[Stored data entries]

/---

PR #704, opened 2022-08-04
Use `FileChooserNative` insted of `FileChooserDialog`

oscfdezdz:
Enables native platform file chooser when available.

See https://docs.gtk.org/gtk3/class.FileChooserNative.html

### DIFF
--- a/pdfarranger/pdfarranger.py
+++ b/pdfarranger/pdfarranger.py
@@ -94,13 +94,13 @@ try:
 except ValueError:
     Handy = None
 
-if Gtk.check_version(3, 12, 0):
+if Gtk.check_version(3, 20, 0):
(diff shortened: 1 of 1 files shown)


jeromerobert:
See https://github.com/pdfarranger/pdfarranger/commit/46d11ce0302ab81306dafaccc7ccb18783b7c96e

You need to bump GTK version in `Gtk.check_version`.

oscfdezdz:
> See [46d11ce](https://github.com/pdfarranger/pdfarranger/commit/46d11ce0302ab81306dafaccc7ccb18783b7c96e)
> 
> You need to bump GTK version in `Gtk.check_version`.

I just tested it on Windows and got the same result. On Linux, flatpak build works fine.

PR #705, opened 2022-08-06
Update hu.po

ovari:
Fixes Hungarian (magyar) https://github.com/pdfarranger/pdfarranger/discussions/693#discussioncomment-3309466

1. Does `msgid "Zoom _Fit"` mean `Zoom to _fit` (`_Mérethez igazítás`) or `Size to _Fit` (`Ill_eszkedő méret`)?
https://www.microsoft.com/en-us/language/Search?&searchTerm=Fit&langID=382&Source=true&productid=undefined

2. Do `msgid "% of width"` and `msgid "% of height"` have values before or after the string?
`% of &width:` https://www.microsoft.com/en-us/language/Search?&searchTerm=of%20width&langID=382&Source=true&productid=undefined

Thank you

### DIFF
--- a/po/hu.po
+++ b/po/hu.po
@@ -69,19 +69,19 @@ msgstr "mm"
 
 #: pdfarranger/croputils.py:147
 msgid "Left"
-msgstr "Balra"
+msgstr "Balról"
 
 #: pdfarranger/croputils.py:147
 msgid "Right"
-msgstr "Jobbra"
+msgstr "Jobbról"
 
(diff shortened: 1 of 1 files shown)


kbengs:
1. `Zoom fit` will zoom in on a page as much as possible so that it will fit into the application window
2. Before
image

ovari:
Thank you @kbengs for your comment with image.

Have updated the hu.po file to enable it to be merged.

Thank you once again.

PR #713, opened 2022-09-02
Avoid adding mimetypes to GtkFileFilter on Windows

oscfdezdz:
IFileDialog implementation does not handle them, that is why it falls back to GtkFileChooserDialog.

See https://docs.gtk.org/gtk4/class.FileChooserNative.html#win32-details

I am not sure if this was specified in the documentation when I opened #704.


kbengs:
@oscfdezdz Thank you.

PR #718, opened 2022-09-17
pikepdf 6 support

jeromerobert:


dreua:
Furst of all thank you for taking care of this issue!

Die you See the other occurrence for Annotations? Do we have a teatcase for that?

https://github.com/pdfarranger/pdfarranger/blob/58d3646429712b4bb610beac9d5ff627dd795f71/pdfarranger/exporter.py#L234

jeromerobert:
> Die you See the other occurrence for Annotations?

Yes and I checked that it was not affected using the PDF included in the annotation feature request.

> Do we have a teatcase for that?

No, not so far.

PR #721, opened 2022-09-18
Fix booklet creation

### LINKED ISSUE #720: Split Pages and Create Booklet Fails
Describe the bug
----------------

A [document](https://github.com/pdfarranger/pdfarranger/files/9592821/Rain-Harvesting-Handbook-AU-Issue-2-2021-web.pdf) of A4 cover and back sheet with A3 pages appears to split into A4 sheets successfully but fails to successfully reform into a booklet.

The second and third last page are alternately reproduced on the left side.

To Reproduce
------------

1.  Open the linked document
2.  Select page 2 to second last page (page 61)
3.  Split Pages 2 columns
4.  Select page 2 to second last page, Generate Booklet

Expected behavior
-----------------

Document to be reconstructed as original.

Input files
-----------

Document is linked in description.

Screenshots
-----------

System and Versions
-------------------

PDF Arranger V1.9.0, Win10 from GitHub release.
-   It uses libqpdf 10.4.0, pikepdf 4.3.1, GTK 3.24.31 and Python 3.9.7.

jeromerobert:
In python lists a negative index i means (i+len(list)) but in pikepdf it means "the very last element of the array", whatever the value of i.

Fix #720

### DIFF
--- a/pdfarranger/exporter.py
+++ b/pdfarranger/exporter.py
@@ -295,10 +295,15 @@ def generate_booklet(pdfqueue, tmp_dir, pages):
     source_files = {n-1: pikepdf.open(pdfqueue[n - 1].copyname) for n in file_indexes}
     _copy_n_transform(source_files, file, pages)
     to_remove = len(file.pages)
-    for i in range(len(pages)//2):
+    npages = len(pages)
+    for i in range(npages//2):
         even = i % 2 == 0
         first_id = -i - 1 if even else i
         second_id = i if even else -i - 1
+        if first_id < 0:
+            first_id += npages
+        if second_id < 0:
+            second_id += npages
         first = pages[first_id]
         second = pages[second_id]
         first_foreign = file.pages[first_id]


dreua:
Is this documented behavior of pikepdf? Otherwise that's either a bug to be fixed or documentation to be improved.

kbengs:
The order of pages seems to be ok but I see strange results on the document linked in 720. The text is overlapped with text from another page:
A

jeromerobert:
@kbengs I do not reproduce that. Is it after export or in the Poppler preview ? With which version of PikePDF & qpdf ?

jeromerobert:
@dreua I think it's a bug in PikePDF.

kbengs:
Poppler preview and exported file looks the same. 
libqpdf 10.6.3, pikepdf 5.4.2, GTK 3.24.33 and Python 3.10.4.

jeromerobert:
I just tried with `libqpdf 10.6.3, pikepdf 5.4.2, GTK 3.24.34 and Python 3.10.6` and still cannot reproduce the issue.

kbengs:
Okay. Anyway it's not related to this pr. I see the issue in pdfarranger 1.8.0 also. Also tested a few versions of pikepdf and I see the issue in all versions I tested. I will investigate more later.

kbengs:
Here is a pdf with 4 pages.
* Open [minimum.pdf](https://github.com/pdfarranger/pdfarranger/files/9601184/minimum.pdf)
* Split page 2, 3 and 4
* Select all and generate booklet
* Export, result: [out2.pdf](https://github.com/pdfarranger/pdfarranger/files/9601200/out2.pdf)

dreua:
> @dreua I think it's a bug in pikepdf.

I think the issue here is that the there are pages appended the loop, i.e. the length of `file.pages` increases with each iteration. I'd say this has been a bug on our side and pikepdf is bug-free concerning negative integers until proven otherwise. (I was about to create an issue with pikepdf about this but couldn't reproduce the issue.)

\---

[Problem description] Where a line above holds the string "think", show that line.

[Solution for this exercise]
@dreua I think it's a bug in PikePDF.
> @dreua I think it's a bug in pikepdf.
I think the issue here is that the there are pages appended the loop, i.e. the length of `file.pages` increases with each iteration. I'd say this has been a bug on our side and pikepdf is bug-free concerning negative integers until proven otherwise. (I was about to create an issue with pikepdf about this but couldn't reproduce the issue.)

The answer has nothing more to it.